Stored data
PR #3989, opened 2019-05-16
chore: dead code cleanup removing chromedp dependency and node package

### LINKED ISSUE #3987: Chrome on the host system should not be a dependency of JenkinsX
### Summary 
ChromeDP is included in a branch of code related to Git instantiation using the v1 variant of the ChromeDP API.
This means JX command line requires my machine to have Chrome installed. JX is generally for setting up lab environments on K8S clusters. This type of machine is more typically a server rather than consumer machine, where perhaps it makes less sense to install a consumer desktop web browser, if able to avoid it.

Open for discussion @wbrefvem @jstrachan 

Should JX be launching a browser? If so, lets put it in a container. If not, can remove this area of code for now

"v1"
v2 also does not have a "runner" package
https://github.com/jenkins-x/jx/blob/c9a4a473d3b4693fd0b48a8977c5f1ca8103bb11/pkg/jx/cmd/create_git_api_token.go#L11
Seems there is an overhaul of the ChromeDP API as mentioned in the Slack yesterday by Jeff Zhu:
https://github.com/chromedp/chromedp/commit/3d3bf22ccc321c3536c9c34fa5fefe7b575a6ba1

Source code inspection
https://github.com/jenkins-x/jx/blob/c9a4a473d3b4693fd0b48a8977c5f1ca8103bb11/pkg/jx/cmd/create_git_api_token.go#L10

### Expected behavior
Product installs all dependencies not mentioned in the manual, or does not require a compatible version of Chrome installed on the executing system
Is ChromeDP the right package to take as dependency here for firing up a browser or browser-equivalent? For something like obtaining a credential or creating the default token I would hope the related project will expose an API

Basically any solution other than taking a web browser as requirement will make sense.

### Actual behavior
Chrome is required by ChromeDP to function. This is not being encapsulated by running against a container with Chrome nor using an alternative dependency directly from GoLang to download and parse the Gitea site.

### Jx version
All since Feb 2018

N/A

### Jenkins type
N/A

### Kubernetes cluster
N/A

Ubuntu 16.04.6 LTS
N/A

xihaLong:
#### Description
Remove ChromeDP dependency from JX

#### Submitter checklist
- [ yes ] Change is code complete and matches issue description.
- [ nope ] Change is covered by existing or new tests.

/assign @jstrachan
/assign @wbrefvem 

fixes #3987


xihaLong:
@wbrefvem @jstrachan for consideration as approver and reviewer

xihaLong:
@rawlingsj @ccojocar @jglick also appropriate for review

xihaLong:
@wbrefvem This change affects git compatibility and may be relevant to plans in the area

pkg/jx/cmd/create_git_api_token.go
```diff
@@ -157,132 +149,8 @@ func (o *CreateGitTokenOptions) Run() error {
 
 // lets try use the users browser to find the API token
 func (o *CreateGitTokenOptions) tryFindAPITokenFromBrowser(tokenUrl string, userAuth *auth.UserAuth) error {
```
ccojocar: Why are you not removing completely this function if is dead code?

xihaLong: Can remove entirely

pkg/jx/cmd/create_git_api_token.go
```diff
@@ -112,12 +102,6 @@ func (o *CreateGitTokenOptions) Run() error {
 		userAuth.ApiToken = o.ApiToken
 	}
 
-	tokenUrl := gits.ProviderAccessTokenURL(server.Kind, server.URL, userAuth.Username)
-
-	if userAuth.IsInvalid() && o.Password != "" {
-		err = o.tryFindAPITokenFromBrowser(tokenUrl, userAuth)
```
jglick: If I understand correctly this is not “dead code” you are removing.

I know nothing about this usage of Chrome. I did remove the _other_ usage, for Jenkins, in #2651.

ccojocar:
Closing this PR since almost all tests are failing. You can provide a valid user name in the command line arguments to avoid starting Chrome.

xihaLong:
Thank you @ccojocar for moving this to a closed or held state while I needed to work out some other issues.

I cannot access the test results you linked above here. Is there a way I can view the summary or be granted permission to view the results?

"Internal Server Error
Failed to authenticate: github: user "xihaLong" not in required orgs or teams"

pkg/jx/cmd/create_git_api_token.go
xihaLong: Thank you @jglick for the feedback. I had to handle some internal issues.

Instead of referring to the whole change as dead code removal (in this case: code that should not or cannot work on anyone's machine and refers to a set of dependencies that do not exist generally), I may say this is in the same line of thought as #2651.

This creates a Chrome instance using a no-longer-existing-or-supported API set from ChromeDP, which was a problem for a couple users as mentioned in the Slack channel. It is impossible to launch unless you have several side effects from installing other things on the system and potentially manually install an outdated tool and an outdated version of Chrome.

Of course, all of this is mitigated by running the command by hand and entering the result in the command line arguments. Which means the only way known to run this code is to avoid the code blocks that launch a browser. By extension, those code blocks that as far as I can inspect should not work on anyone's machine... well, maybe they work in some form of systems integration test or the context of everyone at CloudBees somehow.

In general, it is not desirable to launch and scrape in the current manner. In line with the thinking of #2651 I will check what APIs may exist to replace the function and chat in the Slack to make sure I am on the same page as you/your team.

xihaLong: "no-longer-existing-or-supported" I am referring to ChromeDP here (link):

● **About this task**:
Could you write out all of the data again, exactly as given?

● **Task solution**:
PR #3989, opened 2019-05-16
chore: dead code cleanup removing chromedp dependency and node package

### LINKED ISSUE #3987: Chrome on the host system should not be a dependency of JenkinsX
### Summary 
ChromeDP is included in a branch of code related to Git instantiation using the v1 variant of the ChromeDP API.
This means JX command line requires my machine to have Chrome installed. JX is generally for setting up lab environments on K8S clusters. This type of machine is more typically a server rather than consumer machine, where perhaps it makes less sense to install a consumer desktop web browser, if able to avoid it.

Open for discussion @wbrefvem @jstrachan 

Should JX be launching a browser? If so, lets put it in a container. If not, can remove this area of code for now

"v1"
v2 also does not have a "runner" package
https://github.com/jenkins-x/jx/blob/c9a4a473d3b4693fd0b48a8977c5f1ca8103bb11/pkg/jx/cmd/create_git_api_token.go#L11
Seems there is an overhaul of the ChromeDP API as mentioned in the Slack yesterday by Jeff Zhu:
https://github.com/chromedp/chromedp/commit/3d3bf22ccc321c3536c9c34fa5fefe7b575a6ba1

Source code inspection
https://github.com/jenkins-x/jx/blob/c9a4a473d3b4693fd0b48a8977c5f1ca8103bb11/pkg/jx/cmd/create_git_api_token.go#L10

### Expected behavior
Product installs all dependencies not mentioned in the manual, or does not require a compatible version of Chrome installed on the executing system
Is ChromeDP the right package to take as dependency here for firing up a browser or browser-equivalent? For something like obtaining a credential or creating the default token I would hope the related project will expose an API

Basically any solution other than taking a web browser as requirement will make sense.

### Actual behavior
Chrome is required by ChromeDP to function. This is not being encapsulated by running against a container with Chrome nor using an alternative dependency directly from GoLang to download and parse the Gitea site.

### Jx version
All since Feb 2018

N/A

### Jenkins type
N/A

### Kubernetes cluster
N/A

Ubuntu 16.04.6 LTS
N/A

xihaLong:
#### Description
Remove ChromeDP dependency from JX

#### Submitter checklist
- [ yes ] Change is code complete and matches issue description.
- [ nope ] Change is covered by existing or new tests.

/assign @jstrachan
/assign @wbrefvem 

fixes #3987


xihaLong:
@wbrefvem @jstrachan for consideration as approver and reviewer

xihaLong:
@rawlingsj @ccojocar @jglick also appropriate for review

xihaLong:
@wbrefvem This change affects git compatibility and may be relevant to plans in the area

pkg/jx/cmd/create_git_api_token.go
```diff
@@ -157,132 +149,8 @@ func (o *CreateGitTokenOptions) Run() error {
 
 // lets try use the users browser to find the API token
 func (o *CreateGitTokenOptions) tryFindAPITokenFromBrowser(tokenUrl string, userAuth *auth.UserAuth) error {
```
ccojocar: Why are you not removing completely this function if is dead code?

xihaLong: Can remove entirely

pkg/jx/cmd/create_git_api_token.go
```diff
@@ -112,12 +102,6 @@ func (o *CreateGitTokenOptions) Run() error {
 		userAuth.ApiToken = o.ApiToken
 	}
 
-	tokenUrl := gits.ProviderAccessTokenURL(server.Kind, server.URL, userAuth.Username)
-
-	if userAuth.IsInvalid() && o.Password != "" {
-		err = o.tryFindAPITokenFromBrowser(tokenUrl, userAuth)
```
jglick: If I understand correctly this is not “dead code” you are removing.

I know nothing about this usage of Chrome. I did remove the _other_ usage, for Jenkins, in #2651.

ccojocar:
Closing this PR since almost all tests are failing. You can provide a valid user name in the command line arguments to avoid starting Chrome.

xihaLong:
Thank you @ccojocar for moving this to a closed or held state while I needed to work out some other issues.

I cannot access the test results you linked above here. Is there a way I can view the summary or be granted permission to view the results?

"Internal Server Error
Failed to authenticate: github: user "xihaLong" not in required orgs or teams"

pkg/jx/cmd/create_git_api_token.go
xihaLong: Thank you @jglick for the feedback. I had to handle some internal issues.

Instead of referring to the whole change as dead code removal (in this case: code that should not or cannot work on anyone's machine and refers to a set of dependencies that do not exist generally), I may say this is in the same line of thought as #2651.

This creates a Chrome instance using a no-longer-existing-or-supported API set from ChromeDP, which was a problem for a couple users as mentioned in the Slack channel. It is impossible to launch unless you have several side effects from installing other things on the system and potentially manually install an outdated tool and an outdated version of Chrome.

Of course, all of this is mitigated by running the command by hand and entering the result in the command line arguments. Which means the only way known to run this code is to avoid the code blocks that launch a browser. By extension, those code blocks that as far as I can inspect should not work on anyone's machine... well, maybe they work in some form of systems integration test or the context of everyone at CloudBees somehow.

In general, it is not desirable to launch and scrape in the current manner. In line with the thinking of #2651 I will check what APIs may exist to replace the function and chat in the Slack to make sure I am on the same page as you/your team.

xihaLong: "no-longer-existing-or-supported" I am referring to ChromeDP here (link):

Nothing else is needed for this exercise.